Starting with the line that contains "PR #8216, opened 2026-07-30" and stopping after the line that contains "2. When the", return each line below exactly as written, with no others.

Exercise materials:

#####

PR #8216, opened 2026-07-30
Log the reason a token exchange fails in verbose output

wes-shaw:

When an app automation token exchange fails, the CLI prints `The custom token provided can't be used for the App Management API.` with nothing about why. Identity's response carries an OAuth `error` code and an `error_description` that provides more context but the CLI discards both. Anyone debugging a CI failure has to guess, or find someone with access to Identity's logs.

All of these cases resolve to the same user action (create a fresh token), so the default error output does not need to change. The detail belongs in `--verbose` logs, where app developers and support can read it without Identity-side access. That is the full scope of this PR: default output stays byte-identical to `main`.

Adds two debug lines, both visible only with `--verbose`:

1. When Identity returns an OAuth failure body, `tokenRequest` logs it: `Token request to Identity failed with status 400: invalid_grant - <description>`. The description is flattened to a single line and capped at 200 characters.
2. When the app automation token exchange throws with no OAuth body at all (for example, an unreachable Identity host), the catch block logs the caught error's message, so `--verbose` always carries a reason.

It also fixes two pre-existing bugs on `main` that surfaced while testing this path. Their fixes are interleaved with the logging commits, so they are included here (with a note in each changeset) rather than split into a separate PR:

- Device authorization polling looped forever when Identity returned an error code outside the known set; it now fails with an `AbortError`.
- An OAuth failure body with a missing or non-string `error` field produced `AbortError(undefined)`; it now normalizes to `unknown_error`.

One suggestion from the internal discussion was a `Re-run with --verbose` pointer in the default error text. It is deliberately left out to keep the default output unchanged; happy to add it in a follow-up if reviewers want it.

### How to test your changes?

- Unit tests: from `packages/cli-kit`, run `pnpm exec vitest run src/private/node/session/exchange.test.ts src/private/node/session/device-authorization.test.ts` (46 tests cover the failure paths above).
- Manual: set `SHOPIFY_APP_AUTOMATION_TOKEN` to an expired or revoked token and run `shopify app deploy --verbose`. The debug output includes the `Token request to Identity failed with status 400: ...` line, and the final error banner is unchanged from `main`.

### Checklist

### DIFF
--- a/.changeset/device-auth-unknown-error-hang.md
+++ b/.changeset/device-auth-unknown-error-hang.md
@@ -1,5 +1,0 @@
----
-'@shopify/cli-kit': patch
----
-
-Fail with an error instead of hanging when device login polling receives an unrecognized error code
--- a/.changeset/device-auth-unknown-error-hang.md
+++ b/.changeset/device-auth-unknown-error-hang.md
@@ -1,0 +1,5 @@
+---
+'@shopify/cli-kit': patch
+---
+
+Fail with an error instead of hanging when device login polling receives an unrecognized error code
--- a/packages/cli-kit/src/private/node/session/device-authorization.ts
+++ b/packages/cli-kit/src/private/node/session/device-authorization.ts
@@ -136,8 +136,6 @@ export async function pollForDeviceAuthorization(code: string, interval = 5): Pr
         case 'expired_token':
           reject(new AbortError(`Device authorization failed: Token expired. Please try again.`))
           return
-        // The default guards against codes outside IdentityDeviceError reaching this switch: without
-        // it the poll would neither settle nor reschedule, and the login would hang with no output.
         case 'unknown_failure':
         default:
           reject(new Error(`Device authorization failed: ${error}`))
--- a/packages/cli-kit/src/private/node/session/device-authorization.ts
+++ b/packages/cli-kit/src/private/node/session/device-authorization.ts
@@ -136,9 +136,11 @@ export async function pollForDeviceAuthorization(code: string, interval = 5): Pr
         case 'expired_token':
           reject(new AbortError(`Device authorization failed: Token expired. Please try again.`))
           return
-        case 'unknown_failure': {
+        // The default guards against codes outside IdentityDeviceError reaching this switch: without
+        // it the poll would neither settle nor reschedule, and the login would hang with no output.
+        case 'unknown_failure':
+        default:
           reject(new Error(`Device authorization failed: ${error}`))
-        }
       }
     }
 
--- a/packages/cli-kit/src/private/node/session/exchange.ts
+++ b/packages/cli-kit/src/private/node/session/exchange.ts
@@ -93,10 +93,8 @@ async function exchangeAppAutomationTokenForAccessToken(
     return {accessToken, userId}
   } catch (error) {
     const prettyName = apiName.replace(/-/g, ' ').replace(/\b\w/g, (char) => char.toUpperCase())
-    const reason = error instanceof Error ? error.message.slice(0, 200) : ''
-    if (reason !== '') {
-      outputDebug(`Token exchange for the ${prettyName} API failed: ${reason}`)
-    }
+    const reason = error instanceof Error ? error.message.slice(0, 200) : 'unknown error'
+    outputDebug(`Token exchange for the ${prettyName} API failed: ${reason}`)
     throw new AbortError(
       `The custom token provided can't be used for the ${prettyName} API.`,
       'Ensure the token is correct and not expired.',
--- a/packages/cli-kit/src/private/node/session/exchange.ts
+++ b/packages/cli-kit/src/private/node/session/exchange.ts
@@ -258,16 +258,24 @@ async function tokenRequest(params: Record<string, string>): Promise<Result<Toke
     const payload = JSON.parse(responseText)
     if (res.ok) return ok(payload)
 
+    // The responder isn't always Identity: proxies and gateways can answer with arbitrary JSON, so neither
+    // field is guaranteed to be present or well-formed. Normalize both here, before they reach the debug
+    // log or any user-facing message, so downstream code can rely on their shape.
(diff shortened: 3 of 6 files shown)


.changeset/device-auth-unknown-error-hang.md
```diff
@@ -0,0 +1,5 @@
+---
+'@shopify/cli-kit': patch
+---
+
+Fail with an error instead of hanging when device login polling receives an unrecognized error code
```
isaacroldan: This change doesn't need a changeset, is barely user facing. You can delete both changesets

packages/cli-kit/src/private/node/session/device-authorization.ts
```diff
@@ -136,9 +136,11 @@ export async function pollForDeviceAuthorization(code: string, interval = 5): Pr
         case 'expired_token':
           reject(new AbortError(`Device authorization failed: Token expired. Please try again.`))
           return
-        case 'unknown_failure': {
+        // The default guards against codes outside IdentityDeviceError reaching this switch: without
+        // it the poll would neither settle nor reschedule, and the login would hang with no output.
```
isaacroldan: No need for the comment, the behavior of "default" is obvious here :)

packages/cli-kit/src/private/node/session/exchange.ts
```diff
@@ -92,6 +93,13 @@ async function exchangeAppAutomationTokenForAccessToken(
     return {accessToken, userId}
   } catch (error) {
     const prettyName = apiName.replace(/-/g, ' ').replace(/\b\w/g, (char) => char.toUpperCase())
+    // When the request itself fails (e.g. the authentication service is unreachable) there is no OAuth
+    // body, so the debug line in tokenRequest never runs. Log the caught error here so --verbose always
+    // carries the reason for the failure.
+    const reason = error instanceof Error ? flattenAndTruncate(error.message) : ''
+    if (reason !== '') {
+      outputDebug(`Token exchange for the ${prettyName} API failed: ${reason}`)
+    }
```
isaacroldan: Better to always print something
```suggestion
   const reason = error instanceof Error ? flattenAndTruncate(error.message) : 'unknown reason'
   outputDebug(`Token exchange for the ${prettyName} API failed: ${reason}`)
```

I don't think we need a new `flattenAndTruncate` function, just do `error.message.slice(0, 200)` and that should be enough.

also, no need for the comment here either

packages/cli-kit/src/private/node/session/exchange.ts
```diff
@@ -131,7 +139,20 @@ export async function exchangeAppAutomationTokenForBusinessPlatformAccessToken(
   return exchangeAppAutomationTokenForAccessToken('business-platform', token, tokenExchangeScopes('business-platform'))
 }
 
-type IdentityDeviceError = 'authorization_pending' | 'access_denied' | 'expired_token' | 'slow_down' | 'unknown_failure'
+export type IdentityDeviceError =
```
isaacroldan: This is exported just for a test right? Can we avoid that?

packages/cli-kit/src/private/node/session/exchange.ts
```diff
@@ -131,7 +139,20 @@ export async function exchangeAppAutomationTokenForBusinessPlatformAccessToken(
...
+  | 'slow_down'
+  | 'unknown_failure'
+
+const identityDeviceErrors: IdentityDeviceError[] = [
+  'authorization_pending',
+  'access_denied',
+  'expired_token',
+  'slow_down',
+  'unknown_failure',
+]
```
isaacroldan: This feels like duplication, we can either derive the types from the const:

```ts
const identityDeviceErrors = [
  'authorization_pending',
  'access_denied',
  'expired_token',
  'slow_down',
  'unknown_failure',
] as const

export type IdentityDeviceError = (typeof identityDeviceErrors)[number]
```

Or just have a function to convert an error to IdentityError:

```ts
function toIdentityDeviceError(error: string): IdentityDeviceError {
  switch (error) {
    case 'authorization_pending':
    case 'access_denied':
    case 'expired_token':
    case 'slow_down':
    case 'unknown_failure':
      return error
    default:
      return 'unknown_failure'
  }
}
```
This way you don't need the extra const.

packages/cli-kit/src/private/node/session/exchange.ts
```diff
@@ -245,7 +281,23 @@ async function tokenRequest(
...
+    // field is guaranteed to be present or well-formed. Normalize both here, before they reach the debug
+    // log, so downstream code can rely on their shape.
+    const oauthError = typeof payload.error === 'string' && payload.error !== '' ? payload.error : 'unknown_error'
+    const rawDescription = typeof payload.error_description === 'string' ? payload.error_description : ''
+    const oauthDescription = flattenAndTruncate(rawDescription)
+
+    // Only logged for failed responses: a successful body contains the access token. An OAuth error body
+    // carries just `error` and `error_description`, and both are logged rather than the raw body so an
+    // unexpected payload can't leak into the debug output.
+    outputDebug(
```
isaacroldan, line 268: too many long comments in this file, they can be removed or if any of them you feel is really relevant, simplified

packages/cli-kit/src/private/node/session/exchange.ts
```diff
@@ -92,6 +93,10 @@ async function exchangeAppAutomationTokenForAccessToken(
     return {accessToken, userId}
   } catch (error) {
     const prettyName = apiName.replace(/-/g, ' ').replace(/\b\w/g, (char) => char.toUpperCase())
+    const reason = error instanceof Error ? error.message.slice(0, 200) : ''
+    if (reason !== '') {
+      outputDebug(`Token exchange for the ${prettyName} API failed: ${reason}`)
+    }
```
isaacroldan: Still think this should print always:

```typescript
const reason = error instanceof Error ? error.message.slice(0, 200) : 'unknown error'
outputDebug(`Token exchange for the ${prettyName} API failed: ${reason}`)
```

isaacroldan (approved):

#####

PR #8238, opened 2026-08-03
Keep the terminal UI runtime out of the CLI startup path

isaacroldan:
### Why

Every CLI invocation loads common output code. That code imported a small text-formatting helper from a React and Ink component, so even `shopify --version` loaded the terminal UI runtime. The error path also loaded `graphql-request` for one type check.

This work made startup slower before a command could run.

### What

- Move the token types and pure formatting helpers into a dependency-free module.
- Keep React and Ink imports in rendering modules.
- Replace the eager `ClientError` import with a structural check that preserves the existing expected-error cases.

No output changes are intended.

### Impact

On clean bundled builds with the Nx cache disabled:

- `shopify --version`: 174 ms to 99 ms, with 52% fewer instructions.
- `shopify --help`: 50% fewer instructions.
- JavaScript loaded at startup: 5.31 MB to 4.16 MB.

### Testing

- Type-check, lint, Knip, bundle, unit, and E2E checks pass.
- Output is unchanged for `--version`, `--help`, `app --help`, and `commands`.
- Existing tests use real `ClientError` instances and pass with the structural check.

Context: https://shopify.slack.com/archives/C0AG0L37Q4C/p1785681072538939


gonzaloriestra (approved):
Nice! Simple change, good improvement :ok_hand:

#####

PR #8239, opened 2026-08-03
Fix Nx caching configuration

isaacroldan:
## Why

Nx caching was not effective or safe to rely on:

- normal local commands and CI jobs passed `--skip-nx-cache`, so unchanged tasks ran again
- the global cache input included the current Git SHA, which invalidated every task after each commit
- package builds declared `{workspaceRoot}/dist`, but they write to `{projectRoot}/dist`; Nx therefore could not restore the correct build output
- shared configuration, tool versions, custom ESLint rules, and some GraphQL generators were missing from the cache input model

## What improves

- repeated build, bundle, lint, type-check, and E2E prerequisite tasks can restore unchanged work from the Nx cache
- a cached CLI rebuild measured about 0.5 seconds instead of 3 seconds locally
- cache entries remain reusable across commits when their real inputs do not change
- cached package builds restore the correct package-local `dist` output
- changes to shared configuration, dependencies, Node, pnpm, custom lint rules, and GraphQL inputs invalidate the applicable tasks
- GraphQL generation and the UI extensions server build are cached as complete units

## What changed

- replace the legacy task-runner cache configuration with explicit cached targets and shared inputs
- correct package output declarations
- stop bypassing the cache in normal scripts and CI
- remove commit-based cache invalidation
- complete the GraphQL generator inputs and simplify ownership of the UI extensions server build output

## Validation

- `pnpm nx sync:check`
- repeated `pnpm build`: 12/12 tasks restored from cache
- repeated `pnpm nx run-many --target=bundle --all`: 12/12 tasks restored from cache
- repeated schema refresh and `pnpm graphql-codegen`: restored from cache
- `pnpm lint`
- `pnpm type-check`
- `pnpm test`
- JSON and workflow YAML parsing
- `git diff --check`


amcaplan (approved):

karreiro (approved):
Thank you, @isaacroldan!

#####

Answer to this exercise:
PR #8216, opened 2026-07-30
Log the reason a token exchange fails in verbose output

wes-shaw:

When an app automation token exchange fails, the CLI prints `The custom token provided can't be used for the App Management API.` with nothing about why. Identity's response carries an OAuth `error` code and an `error_description` that provides more context but the CLI discards both. Anyone debugging a CI failure has to guess, or find someone with access to Identity's logs.

All of these cases resolve to the same user action (create a fresh token), so the default error output does not need to change. The detail belongs in `--verbose` logs, where app developers and support can read it without Identity-side access. That is the full scope of this PR: default output stays byte-identical to `main`.

Adds two debug lines, both visible only with `--verbose`:

1. When Identity returns an OAuth failure body, `tokenRequest` logs it: `Token request to Identity failed with status 400: invalid_grant - <description>`. The description is flattened to a single line and capped at 200 characters.
2. When the app automation token exchange throws with no OAuth body at all (for example, an unreachable Identity host), the catch block logs the caught error's message, so `--verbose` always carries a reason.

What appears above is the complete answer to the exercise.